René Marratier, le 4 avril 2016, à la cour d'appel de Poitiers. — MEHDI FEDOUACH / AFP

La cour d’appel de Poitiers vient de rendre son délibéré dans l’affaire de la catastrophe Xynthia à La Faute-sur-mer (Vendée). René Marratier, ex-maire de la commune où 29 personnes ont péri noyées dans l’inondation causée par la tempête en 2010, a été condamné à deux ans de prison avec sursis et à une interdiction définitive d’exercer une fonction publique.

Une sanction bien plus clémente que celle requise par l’avocat général (deux ans de prison ferme) et, surtout, celle prononcée en première instance fin 2014 par le tribunal correctionnel des Sables d’Olonne (quatre ans ferme), que René Marratier avait qualifié à l’époque de « scandale d’Etat ».

Homicides involontaires

A Poitiers, l’élu, 63 ans, était de nouveau poursuivi pour homicides involontaires et mise en danger de la vie d’autrui.

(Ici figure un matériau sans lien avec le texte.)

PR #609, opened 2025-09-13
Update cherrypick to 2.1.2

teamcons:
One simple bugfix where the desktop action did not work if the app was already open

### DIFF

Il lui était reproché d’avoir laissé s’établir des lotissements dans une zone théoriquement inconstructible sans avoir mis en place des plans de prévention et de secours, tout en connaissant parfaitement les risques d’inondation dans la station balnéaire.

L’ex-adjointe à l’urbanisme relaxée

Françoise Babin, l’ancienne adjointe à l’urbanisme de La Faute, a, elle, été relaxée par la cour d’appel ce lundi. Elle avait été condamnée à deux ans de prison ferme en première instance.

Il lui était reproché d’avoir délivré des permis de construire irréguliers en zone inondable, causant involontairement la mort de quatre membres d’une même famille et exposant à un risque de mort onze familles. Elle s’était fermement défendue durant l’appel, affirmant « n’avoir jamais mélangé » ses fonctions d’élu et d’agent immobilier.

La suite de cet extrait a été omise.